Between the summer and fall of 2004, the Borovets Forest was heavily patrolled by police, whose officers blocked all entrances to the forest park, dug up dirt roads with ditches, and made rubble from fallen trees. Female investigators even disguised themselves as civilians in an attempt to catch the killer, but all attempts were unsuccessful.

After the murder of Svetlana Sharipova, Razzakov was considered the primary suspect, as his neighbor's testimony led them to believe he was responsible. This was due to the fact that Razzakov – who introduced himself as "Damir" – had a fondness for a certain type of green tea, which was found in a teapot in the apartment on the day of Sharipova's murder. After studying the details of phone calls made from the victim's phone, investigators located Razzakov and arrested him on 8 November 2004.

===Confessions===
In the initial interrogations, Razzakov fully admitted his guilt and confessed to all of the murders, justifying it by saying that they were "infidels". He also told them of his participation in the Islamic Djamaat, with a search of his apartment uncovering camouflaged clothing, homemade belts with the words shahid written on them, blueprints for explosive devices and two pistols. A ballistic examination concluded that one of the pistols was the murder weapon, while the other belonged to Kalimullin, who was also arrested. He later denied participating in the murders, claiming that he had given the gun to Razzakov to repair a faulty trigger mechanism.

Following his arrest, Razzakov also claimed involvement in two terrorist incidents: the summer 1999 attack on a roadblock near the village of Muni in Dagestan, where ten police officers were killed, and also the 2000 Zhani-Vedeno ambush. He claimed he and his accomplices took 11 servicemen as prisoners and later executed them all in a violent manner, with his group taking the most "active" part in the execution process.

Razzakov's arrest led to the downfall of the Islamic Djamaat, as based on his and the testimony of Kalimullin, security forces uncovered their camp in Bashkortostan and arrested several members, including Haidar Razzakov. A search of the camp led to the seizure of several AK-47s; 8 pistols with silencers; grenades; sawn-off shotguns; hunting rifles; more than 500 grams of explosives and improvised explosive devices. The head of the group, Ilgan Gumerov, was put on a wanted list, but fled into neighboring Kazakhstan, where he was found and arrested on 14 April 2005. The last members to remain at large, Danil Gabdulkhakov and his cousin Vener Khazetdinov and their families, were detained in Orenburg Oblast on the night of 22 September 2007, while attempting to cross the border into Kazakhstan.

===Trial and sentence===
In November 2006, the investigation was completed and the 127-volume criminal case was sent to jury trial, which began in February 2007. At the request of his lawyers, Razzakov was transferred to the Serbsky Center to undergo a forensic medical examination for two months.
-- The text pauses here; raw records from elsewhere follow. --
PR #6221, opened 2025-09-27
Load Density: Distributed Approach

WeiqunZhang:
Previously, the data are duplicated on all processes. For a very large file, this might be problematic. A distributed approach is developed in this PR.

For the initial particle creation, we load the data we need in a distributed way. Because we also know the particle BoxArray and DistributionMapping, we can then redistribute the data to where they are needed.

For the continuously particle injection during moving window, the data are duplicated on every process, but they are still distributed in time in the sense that we only load the data needed for the new region created by the moving window plus some extra caching so that we don't have to do disk I/O too frequently.

A caveat is that it might be difficult to determine the range of the data we need if the boosted frame is used and the boosted velocity is not a constant. In that case, one might encounter an out-of-bound error at run time. One can also disable the distribute approach with a run time parameter, `<species_name>.read_density_distributed`.

This also add support for Fortran order data and axes with the order of either x, y and z or z, y and x.


Source/Initialization/ExternalField.cpp
```diff
@@ -189,99 +189,375 @@ ExternalFieldParams::ExternalFieldParams(const amrex::ParmParse& pp_warpx)
...
+#if defined(WARPX_DIM_RZ)
+    // extent[0] is for theta
+    WARPX_ALWAYS_ASSERT_WITH_MESSAGE(extent.size() == 3 && extent[0] == 1,
+                                     "External field reading is not implemented for more than one RZ mode (see #3829)");
+    if (xyz_order) {
+        m_size[0] = extent[1];
+        m_size[1] = extent[2];
+    } else {
+        m_size[0] = extent[2];
+        m_size[1] = extent[1]; // xxxxx Ask Axel if this is correct.
```
WeiqunZhang: Question for @ax3l

Source/Initialization/ExternalField.cpp
```diff
@@ -189,99 +189,375 @@ ExternalFieldParams::ExternalFieldParams(const amrex::ParmParse& pp_warpx)
...
+        m_mf = std::move(tmpmf);
+        m_fab.clear();
+        m_FC_data_cpu.reset();
+    }
+}
+
+void ExternalFieldReader::make_cache_box (amrex::RealBox const& pbox)
+{
+    m_cache_domain = pbox;
+    // xxxx Ask Remi. How general do we need to be about moving window
```
WeiqunZhang: Question for @RemiLehe

Source/Utils/SpeciesUtils.cpp
```diff
@@ -106,8 +107,10 @@ namespace SpeciesUtils {
                 density_parser->compile<3>()));
         } else if (rho_prof_s == "read_from_file") {
             std::string density_file;
+            bool distributed = false; // xxxxx Ask Remi. should the default be true or false?
```
WeiqunZhang: Question for @RemiLehe

Source/Initialization/InjectorDensity.cpp
```diff
@@ -75,14 +107,51 @@
...
-InjectorDensityFromFile::InjectorDensityFromFile (std::string const& a_file_name)
+InjectorDensityFromFile::InjectorDensityFromFile (std::string const& a_file_name,
+                                                  amrex::Geometry const& a_geom,
+                                                  bool a_distributed)
 {
-    m_external_field_reader = new ExternalFieldReader(a_file_name, "density", "");
-    m_external_field_view = m_external_field_reader->getView();
+    m_external_field_reader = new ExternalFieldReader
+        (a_file_name, "density", "", a_geom.ProbLoArray(), a_geom.CellSizeArray(),
+         amrex::convert(a_geom.Domain(),amrex::IntVect(1)), a_distributed);
```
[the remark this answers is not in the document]
WeiqunZhang: Intentional

Source/Initialization/ExternalField.cpp
```diff
@@ -189,99 +217,362 @@ ExternalFieldParams::ExternalFieldParams(const amrex::ParmParse& pp_warpx)
...
+            lo = b.smallEnd();
+            hi = b.  bigEnd();
+        } else {
+            has_load = false;
+        }
+    }
+
+    openPMD::Offset chunk_offset(extent.size(),0);
+    openPMD::Extent chunk_extent(extent.size(),1);
+#if defined(WARPX_DIM_RZ)
```
WeiqunZhang, line 362: @ax3l Is this correct? Should offset have two or three elements and what they should be in the rz mode?

aeriforme:
Does this PR replace and expand [this other PR](https://github.com/BLAST-WarpX/warpx/pull/6203)?

WeiqunZhang:
> Does this PR replace and expand [this other PR](https://github.com/BLAST-WarpX/warpx/pull/6203)?

It depends on how long this PR takes. This PR needs amrex's parallel copy function that assumes Fortran order. Thus, we need to do the transpose of the data.

Source/Utils/SpeciesUtils.cpp
```diff
@@ -106,8 +107,10 @@ namespace SpeciesUtils {
                 density_parser->compile<3>()));
         } else if (rho_prof_s == "read_from_file") {
             std::string density_file;
+            bool distributed = true; // xxxxx Ask Remi. should the default be true or false?
```
RemiLehe: Yes, I think that this should indeed be the default. Could you add a short description in `parameters.rst`?

Source/Initialization/InjectorDensity.H
```diff
@@ -122,10 +125,20 @@ private:
 // struct whose getDensity returns density from file.
 struct InjectorDensityFromFile
 {
-    InjectorDensityFromFile (std::string const& a_file_name);
+    InjectorDensityFromFile (std::string const& a_file_name, amrex::Geometry const& a_geom, bool a_distributed);
 
     void clear ();
 
+    void prepare (amrex::BoxArray const& grids,
```
RemiLehe, line 139: Could you add a docstring for each of the `prepare` functions?

Source/Initialization/ExternalField.cpp
RemiLehe: Yes, my understanding from `thetaMode` in openPMD is that this is indeed what we need here.

Source/Initialization/ExternalField.cpp
```diff
@@ -189,99 +190,363 @@ ExternalFieldParams::ExternalFieldParams(const amrex::ParmParse& pp_warpx)
...
     // Determine the chunk data that will be loaded.
-    // Now, the full range of data is loaded.
-    // Loading chunk data can speed up the process.
-    // Thus, `chunk_offset` and `chunk_extent` should be modified accordingly in another PR.
-    const openPMD::Offset chunk_offset(extent.size(), 0);
-    const openPMD::Extent chunk_extent = extent;
+    BoxArray grids;
+    DistributionMapping dmap;
+    bool has_load = true;
+    if (m_distributed && !m_moving_window) {
```
RemiLehe, line 341: Could you add a few comments here to explain
- why the behavior depends on `moving_window`
- what is the logic to determine which MPI rank gets which box

Source/Fluids/WarpXFluidContainer.cpp
```diff
@@ -174,20 +177,60 @@ void WarpXFluidContainer::InitData(
...
+        h_inj_rho->prepare(mf.boxArray(), mf.DistributionMap(), IntVect(0));
+    }
+
     // Extract grid geometry properties
     const auto dx = geom_lev.CellSizeArray();
     const auto problo = geom_lev.ProbLoArray();
     const amrex::Real clight = PhysConst::c;
 
+#ifdef AMREX_USE_OMP
+    std::unique_ptr<void,amrex::DataDeleter> inj_rho_data;
```
RemiLehe: could you add a comment explaining what this does?

Source/Fluids/WarpXFluidContainer.cpp
```diff
@@ -174,20 +177,60 @@ void WarpXFluidContainer::InitData(
...
+    }
+#endif
+
     // Loop through cells and initialize their value
 #ifdef AMREX_USE_OMP
 #pragma omp parallel if (amrex::Gpu::notInLaunchRegion())
 #endif
     for (MFIter mfi(*fields.get(name_mf_N, lev), TilingIfNotGPU()); mfi.isValid(); ++mfi)
     {
+        InjectorDensity* inj_rho = d_inj_rho;
```
RemiLehe, line 207: Could you add a comment explaining what this does?

Source/Fluids/WarpXFluidContainer.cpp
```diff
@@ -252,6 +295,10 @@ void WarpXFluidContainer::InitData(
 
             }
         );
+
+        if (h_inj_rho->distributed()) {
```
RemiLehe, line 276: Could you explain why this is necessary?

Source/Particles/ParticleCreation/AddParticles.cpp
```diff
@@ -738,13 +738,19 @@ PhysicalParticleContainer::AddPlasmaFromFile(PlasmaInjector & plasma_injector,
...
 void
-PhysicalParticleContainer::AddPlasma (PlasmaInjector const& plasma_injector, int lev, amrex::RealBox part_realbox)
+PhysicalParticleContainer::AddPlasma (PlasmaInjector& plasma_injector, int lev, amrex::RealBox part_realbox)
 {
     WARPX_PROFILE("PhysicalParticleContainer::AddPlasma()");
 
     // If no part_realbox is provided, initialize particles in the whole domain
     const Geometry& geom = Geom(lev);
-    if (!part_realbox.ok()) { part_realbox = geom.ProbDomain(); }
+    bool initial_injectcion;
```
RemiLehe: Could you fix the typo throughout this file?
```suggestion
    bool initial_injection;
```

RemiLehe: Also: could you a comment to explain what happens for `initial_injection=true` and `initial_injection=false` (my understanding is that `initial_injection=false` corresponds to the moving window).

Source/Initialization/ExternalField.cpp
WeiqunZhang: I assume the offset should be the same as extent in terms of which element is for which direction.

Source/Initialization/ExternalField.cpp
RemiLehe: Offline discussion: at this point the data is distributed in an arbitrary way.

Source/Initialization/ExternalField.cpp
```diff
@@ -189,99 +190,363 @@ ExternalFieldParams::ExternalFieldParams(const amrex::ParmParse& pp_warpx)
...
+            }
+            Box box(lo, hi);
+            if (box.isEmpty()) {
+                box = Box(IntVect(0),IntVect(0));
+            }
+            bl.push_back(box);
+        }
+        BoxArray ba(std::move(bl));
+        FabArray<BaseFab<double>> tmpmf(ba,dmap,1,0);
+        tmpmf.ParallelCopy(m_mf);
```
RemiLehe, line 487: Offline discussion: this copies from the arbitrary initially loaded distribution to the actual boxarray distribution.

Source/Initialization/InjectorDensity.H
```diff
@@ -122,10 +125,29 @@ private:
...
+                  amrex::IntVect const& ngrow);
+
+    // This function needs to be called before we do continuous injection of
+    // particles to inform the injector to load the data we need.
+    void prepare (amrex::RealBox const& pbox);
+
+    // For distributed data, this function prepares the injector for loading
+    // data in this Box. Here `li` is the local index for the Box in a
+    // particle container.
+    void prepare (int li);
```
RemiLehe, line 152: Offline discussion: this is called inside the MFIter, for the local box.

Source/Initialization/InjectorDensity.H
```diff
@@ -122,10 +125,29 @@ private:
...
-    InjectorDensityFromFile (std::string const& a_file_name);
+    InjectorDensityFromFile (std::string const& a_file_name, amrex::Geometry const& a_geom, bool a_distributed);
 
     void clear ();
 
+    // This function needs to be called before intializing the density
+    // profile, if the openPMD data are distributed. When the openPMD data
+    // are loaded in the constructor of this class, we do not know the
+    // paricle containers' BoxArray and DistributionMapping yet.
+    void prepare (amrex::BoxArray const& grids,
```
RemiLehe, line 139: Offline discussion: this is called outside the MFIter

Source/Fluids/WarpXFluidContainer.cpp
RemiLehe: We can try to think how to hide the complexity here in a separate function...

Source/Initialization/ExternalField.cpp
WeiqunZhang: Yes, we do need to support moving window in any direction.

Source/Initialization/ExternalField.cpp
ax3l: @WeiqunZhang sorry for the delay during my absence (and backlog).
In RZ, `gridGlobalOffset` and `gridSpacing` should have, as the `axisLabels` attribute, 2 values - one for R and one for Z.

https://github.com/openPMD/openPMD-standard/blob/1.1.0/STANDARD.md#mesh-based-records

The arrays in RZ are 3-dimensional, the additional dimension are the modes.

Source/Initialization/ExternalField.cpp
```diff
@@ -189,99 +190,368 @@ ExternalFieldParams::ExternalFieldParams(const amrex::ParmParse& pp_warpx)
...
-    WARPX_ALWAYS_ASSERT_WITH_MESSAGE(F.getAttribute("dataOrder").get<std::string>() == "C",
-                                     "Reading from files with non-C dataOrder is not implemented");
-#endif
+    bool c_order = F.getAttribute("dataOrder").get<std::string>() == "C";
+    amrex::ignore_unused(c_order);
 
     auto axisLabels = F.getAttribute("axisLabels").get<std::vector<std::string>>();
     auto fileGeom = F.getAttribute("geometry").get<std::string>();
 
+    bool xyz_order = true;
```
ax3l, line 223: I assume with `xyz_order` you mean: do we need to transpose the data when we read it, or not. This is a good criteria to put in a bool.

In openPMD 1.X, we unfortunately make the test below a bit more complicated, because of the `dataOrder` attribute. In essence: the logic here is already correct if `dataOrder == "C"`.

If `dataOrder == "F"` in the file, then all array attributes would have to be interpreted in inverse order, starting with `axisLabels` and then following through for `gridSpacing` and `gridGlobalOffset`. (This is a superfluous, and we removed this extra possibility to inverse attributes in openPMD 2.*, which is in development. In the future, we just demand that all attributes are written as if the `dataOrder` was `"C"`.) The attribute `dataOrder` has no influence on the actual data, just the labeling.

Source/Initialization/ExternalField.cpp
```diff
@@ -189,99 +190,368 @@ ExternalFieldParams::ExternalFieldParams(const amrex::ParmParse& pp_warpx)
...
+
 #if defined(WARPX_DIM_3D)
     WARPX_ALWAYS_ASSERT_WITH_MESSAGE(fileGeom == "cartesian", "3D can only read from files with cartesian geometry");
-    WARPX_ALWAYS_ASSERT_WITH_MESSAGE(axisLabels.at(0) == "x" && axisLabels.at(1) == "y" && axisLabels.at(2) == "z",
-                                     "3D expects axisLabels {x, y, z}");
+    if (axisLabels.at(0) == "x" && axisLabels.at(1) == "y" && axisLabels.at(2) == "z") {
+        xyz_order = true;
```
ax3l, line 228: The logic to add here would be:
```suggestion
        xyz_order = dataOrder == "C"? true : false;
```

Source/Initialization/ExternalField.cpp
```diff
@@ -189,99 +190,368 @@ ExternalFieldParams::ExternalFieldParams(const amrex::ParmParse& pp_warpx)
...
+    } else if (axisLabels.at(2) == "x" && axisLabels.at(1) == "y" && axisLabels.at(1) == "z") {
+        xyz_order = false;
```
ax3l, line 230: The logic to add here would be:
```suggestion
        xyz_order = dataOrder == "C"? false : true;
```

ax3l: and same for the ones below.

One can simplify the logic by reading and conditionally inverting the `axisLabels`, `gridSpacing` and `gridGlobalOffset` when reading from openPMD (based on `dataOrder`) and then keep the logic here in place as is (in dataOrder C).

Source/Initialization/ExternalField.cpp
WeiqunZhang: No, what I mean by xyz_order is the order of the axis labels, which has nothing to do with C or F order. In other words, is axis-0 x or z? Naturally, one might expect the order is x, followed by y and then by z. But WarpX's openPMD output's axis labels are
```
axisLabels{"x", "y", "z"};
return {axisLabels.rbegin(), axisLabels.rend()};
```
So the data in WarpX as amrex data container are treated as Fortran Array `a(x,y,z)`. Because Fortran array is column major, x is the unit stride direction. But the data in openPMD output of WarpX, they are C Arrays like `a[z][y][x]`, where x is still the unit stride direction, but axis 0 is z.

There are four possibilities with the combination of axis label order and array's row or major order. As for whether we need to transpose data, there are only two possibilities, yes or no. Because there is only yes or no regarding data transpose, supporting all 4 combinations does not add much complexities.

Source/Initialization/ExternalField.cpp
WeiqunZhang: I don't think this is correct. See my comments above.

Source/Initialization/ExternalField.cpp
WeiqunZhang: See my comments above.

Source/Fluids/WarpXFluidContainer.cpp
WeiqunZhang: done

Source/Initialization/ExternalField.cpp
```diff
@@ -189,99 +189,353 @@
...
+    }
+
+    amrex::Abort("xxxxx prepare(RealBox) todo");
+
+    // If it's not distributed, we will not need to do anything.
+    // The constructor's load_data should try to load everything!
+
+    if (!m_moving_window) {
+        // clear the data?
+    }
```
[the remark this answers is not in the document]
WeiqunZhang: Already addressed

WeiqunZhang:
I think this PR is ready now.

Source/Fluids/WarpXFluidContainer.cpp
```diff
@@ -173,21 +178,36 @@ void WarpXFluidContainer::InitData(
...
     const amrex::Real clight = PhysConst::c;
 
+    // Create local copies of pointers for GPU kernels
+    InjectorMomentum* inj_mom = d_inj_mom;
+
+    if (h_inj_rho && h_inj_rho->needPreparation()) {
+        auto get_zlab = [=] (amrex::Real z) -> amrex::Real
+        {
+            return gamma_boost*(z + beta_boost*clight*cur_time);
+        };
```
ax3l, line 193: Not needed for this PR, but this might need a more globally shared helper function?

Source/Initialization/ExternalField.H
```diff
@@ -144,24 +157,58 @@ struct ExternalFieldView
...
 #endif
+    amrex::IntVect global_size;
 };
 
 class ExternalFieldReader
 {
 public:
-    ExternalFieldReader (std::string const& read_fields_from_path,
-                         std::string const& F_name, std::string const& F_component);
+    ExternalFieldReader (std::string read_fields_from_path,
```
ax3l, line 196: Can you please add a doxygen block for the parameters here?
especially poblo and pdf and dombox are things that I would find myself searching for in the function body.

Source/Initialization/ExternalField.H
```diff
@@ -144,24 +157,58 @@ struct ExternalFieldView
...
+                         amrex::GpuArray<amrex::Real,AMREX_SPACEDIM> const& problo,
+                         amrex::GpuArray<amrex::Real,AMREX_SPACEDIM> const& pdx,
+                         amrex::Box const& dombox, bool distributed);
 
-    ExternalFieldView const& getView () const { return m_external_field_view; }
+    [[nodiscard]] ExternalFieldView getView (int li) const;
+
+    [[nodiscard]] ExternalFieldView getView () const;
+
+    void prepare (amrex::BoxArray const& grids,
```
ax3l, line 218: Can you please add a doxygen block for the parameters here?

Source/Initialization/ExternalField.H
```diff
@@ -144,24 +157,58 @@ struct ExternalFieldView
...
+                  amrex::DistributionMapping const& dmap,
+                  amrex::IntVect const& ngrow,
+                  std::function<amrex::Real(amrex::Real)> const& get_zlab = nullptr);
+
+    void prepare (amrex::RealBox const& pbox, int moving_dir, int moving_sign,
```
ax3l, line 231: Can you please add a doxygen block for the parameters here?

Source/Initialization/ExternalField.H
```diff
@@ -144,24 +157,58 @@ struct ExternalFieldView
...
+                  std::function<amrex::Real(amrex::Real)> const& get_zlab = nullptr);
+
+    [[nodiscard]] bool distributed () const { return m_distributed; }
 
 private:
+
+    void load_data (amrex::RealBox const& pbox);
```
ax3l, line 240: Can you please add a doxygen block for the parameters here? In which reference frame is pbox? lab frame or simulation frame?

Source/Initialization/ExternalField.H
```diff
@@ -144,24 +157,58 @@ struct ExternalFieldView
...
+    [[nodiscard]] ExternalFieldView make_view (amrex::BaseFab<double> const& fab) const;
+    void make_cache_box (amrex::RealBox const& pbox, int moving_dir, int moving_sign);
```
ax3l, line 245: Probably good to add parameter descriptions here, too.

Source/Initialization/ExternalField.H
```diff
@@ -144,24 +157,58 @@ struct ExternalFieldView
...
+
+    std::string m_file;
+    std::string m_name;
+    std::string m_component;
+    amrex::GpuArray<amrex::Real,AMREX_SPACEDIM> m_problo; // WarpX's initial prob lo
+    amrex::GpuArray<amrex::Real,AMREX_SPACEDIM> m_probdx; // WarpX's cell size
+    amrex::Box m_dombox;                                  // WarpX's initial domain
```
ax3l: This makes them doxygen:
```suggestion
    amrex::GpuArray<amrex::Real,AMREX_SPACEDIM> m_problo; //! WarpX's initial prob lo
    amrex::GpuArray<amrex::Real,AMREX_SPACEDIM> m_probdx; //! WarpX's cell size
    amrex::Box m_dombox;                                  //! WarpX's initial domain
```

Source/Initialization/ExternalField.H
```diff
@@ -144,24 +157,58 @@ struct ExternalFieldView
...
+    bool m_distributed = false;
+    bool m_moving_window = false;
+    amrex::RealVect m_dx;     // Field data's dx
+    amrex::RealVect m_offset; // Field data's physical location at (0,0,0)
+    amrex::IntVect m_size;    // Field data's size (i.e., number of elements)
+    amrex::RealBox m_domain;  // Field data's total physical domain
+    amrex::RealBox m_cache_domain; // Current cache's domain
```
ax3l, line 259: Please use `//! ...` for doxyen and also describe the last three member variables.

Source/Initialization/ExternalField.cpp
ax3l: Ok. I think this works for now, but I still think we need to check for `dataOrder`. If `dataOrder` in the file we read is not C, then we need to tread `axisLabels` and all other meta data as the exact inverse order to what the logic does now.
For that, I see below that `c_order` is actually applied all the time, it might be complete already.

I can generate an example file for this after the break, next year. This PR can go in before that.

ax3l (approved):
This looks great to me, thank you for the hard work!

The `ExternalField` interface class could be better documented, otherwise ready to go from my end.

Please merge at your own convenience after the doc update.

Source/Initialization/ExternalField.cpp
WeiqunZhang: Yes, we already have
```
  bool c_order = F.getAttribute("dataOrder").get<std::string>() == "C";
  ...
  if ((xyz_order && c_order) || (!xyz_order && !c_order)) {
      // transpose
  }
```

WeiqunZhang:
I have added doxygen documentation for all members of `ExternalFieldView` and `ExternalFieldReader`.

He was diagnosed as completely sane and able to stand trial.

On 14 February 2008, the Supreme Court of the Republic of Tatarstan found Razzakov guilty on all counts and sentenced him to life imprisonment. Shortly before the verdict, he recanted his confessions and proclaimed that he was solely guilty of killing Sharipova, but this claim was disregarded.

==Imprisonment and current status==
Following his conviction, Razzakov was transferred to serve his sentence at the Black Dolphin Prison.

In early 2022, investigators interviewed Razzakov in relation to the 2000 Zhani-Vedeno ambush, with his testimony leading to the arrest of multiple militants, including his brother, Haidar. In July of that year, Hafiz was charged with terrorism and attempted murder-related offenses and transferred to stand trial in Naberezhnye Chelny.

On 14 April 2023, he was found guilty on all counts and sentenced to another life term, after which he was returned to the Black Dolphin Prison.